● **Task to complete**
Reproduce the lines of the listing exactly, beginning at the top, until the line with "-71,29 +71,33 @@" has been reproduced too.

+ + + +

PR #3392, opened 2017-10-26
Fix #3339: Widen access of private classes accessed from inner packages

### LINKED ISSUE #3339: Missing access checks when accessing package private classes
This code shouldn't compile:
```scala
package outer {
  private class A

  package inner {
    object Test {
        println(new A)
      }
    }
  }
}
```
Because if you try to run it you get:
```scala
% dotr outer.inner.Test
Exception in thread "main" java.lang.IllegalAccessError: tried to access class outer.A from class outer.inner.Test$
        at outer.inner.Test$.main(i3302.scala:7)
        at outer.inner.Test.main(i3302.scala
```

This code compiles and run with scalac because the class `A` is emitted as `public` whereas dotty emits it as `private`.

odersky:
Fixes #3339.

### DIFF
--- a/tests/pos/i3339.scala
+++ b/tests/pos/i3339.scala
@@ -1,0 +1,15 @@
+package outer {
+  private class A { override def toString = "A" }
+
+  package inner {
+    object Test {
+      def main(args: Array[String]): Unit = {
+        println(new A)
+      }
+    }
+  }
+}
+
+object Test extends App {
+  outer.inner.Test.main(Array())
+}
--- a/compiler/src/dotty/tools/dotc/transform/ExpandPrivate.scala
+++ b/compiler/src/dotty/tools/dotc/transform/ExpandPrivate.scala
@@ -71,29 +71,33 @@ class ExpandPrivate extends MiniPhase with IdentityDenotTransformer { thisPhase 
    *  If we change the scheme at one point to make static module class computations
    *  static members of the companion class, we should tighten the condition below.
    */
-  private def ensurePrivateAccessible(d: SymDenotation)(implicit ctx: Context) =
+  private def ensurePrivateAccessible(d: SymDenotation)(implicit ctx: Context): Unit =
     if (isVCPrivateParamAccessor(d))
       d.ensureNotPrivate.installAfter(thisPhase)
-    else if (d.is(PrivateTerm) && !d.owner.is(Package) && d.owner != ctx.owner.enclosingClass) {
-      // Paths `p1` and `p2` are similar if they have a common suffix that follows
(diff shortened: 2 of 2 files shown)


tests/pos/i3339.scala
```diff
@@ -0,0 +1,15 @@
...
+      def main(args: Array[String]): Unit = {
+        println(new A)
+      }
+    }
+  }
+}
+
+object Test extends App {
+  outer.inner.Test.main(Array())
+}
```
allanrenucci: Should be in `tests/run`?

retronym:
This fix appears to assume joint compilation. Scalac emits the class as public regardless of a reference in the currently compilation batch.

```
scala> :paste -raw
// Entering paste mode (ctrl-D to finish)

package p1 { private class C }

// Exiting paste mode, now interpreting.

scala> :javap -public p1.C
Compiled from "<pastie>"
public class p1.C {
  public p1.C();
}
```

smarter:
Yes, things get weird when we split the original test case in two files:
`A.scala`:
```scala
package outer {
  private class A { override def toString = "A" }
}
```
`B.scala`:
```scala
package outer {
  package inner {
    object Test {
        println(new A)
      }
    }
  }
}
```

```shell
% dotc A.scala B.scala
% dotc A.scala
% dotc B.scala
-- [E006] Unbound Identifier Error: try/i3339-B.scala:5:20 ---------------------
5 |        println(new A)
  |                    ^
  |                    not found: type A
```

I think `A` should not be seen from `B.scala` even under join compilation. That way we can still emit the class as private in the common case where we don' t have nested packages accessing private classes.

By the way, hopefully all of the mess relating to making things accessible should get easier once/if the JVM gets nestmates: http://openjdk.java.net/jeps/181

retronym:
Nestmates will likely help us for companions, no widening will be needed for:

```
object O { private def foo(o: O) = o.bar; class B { private def bar = 42; def baz = O.foo(this) }
```

And for nested classes (as is the intended use case in Java). Basically, it helps in intra-compilation unit cases as alternative to publicising or using accessibilty bridges.

But it won't help anything that admits separate compilation.

I think I'd prefer that the language just followed the JVM convention for packages. I'd be forced to declare a few more things public, but would have the confidence that the things that were non-public stayed that way. Classes that are really intended to be implementation details but need to be shared between a group of packages could be added to an `foo.internal` subpackage which would not be exported from the JPMS module.

odersky:
@retronym I think agree with you. It's probably better to change the rules so that private classes cannot be accessed from inner packages.

allanrenucci:
Closing this until we figure out what we want to do with #3339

+ + + +

● **Expected answer**
PR #3392, opened 2017-10-26
Fix #3339: Widen access of private classes accessed from inner packages

### LINKED ISSUE #3339: Missing access checks when accessing package private classes
This code shouldn't compile:
```scala
package outer {
  private class A

  package inner {
    object Test {
        println(new A)
      }
    }
  }
}
```
Because if you try to run it you get:
```scala
% dotr outer.inner.Test
Exception in thread "main" java.lang.IllegalAccessError: tried to access class outer.A from class outer.inner.Test$
        at outer.inner.Test$.main(i3302.scala:7)
        at outer.inner.Test.main(i3302.scala
```

This code compiles and run with scalac because the class `A` is emitted as `public` whereas dotty emits it as `private`.

odersky:
Fixes #3339.

### DIFF
--- a/tests/pos/i3339.scala
+++ b/tests/pos/i3339.scala
@@ -1,0 +1,15 @@
+package outer {
+  private class A { override def toString = "A" }
+
+  package inner {
+    object Test {
+      def main(args: Array[String]): Unit = {
+        println(new A)
+      }
+    }
+  }
+}
+
+object Test extends App {
+  outer.inner.Test.main(Array())
+}
--- a/compiler/src/dotty/tools/dotc/transform/ExpandPrivate.scala
+++ b/compiler/src/dotty/tools/dotc/transform/ExpandPrivate.scala
@@ -71,29 +71,33 @@ class ExpandPrivate extends MiniPhase with IdentityDenotTransformer { thisPhase 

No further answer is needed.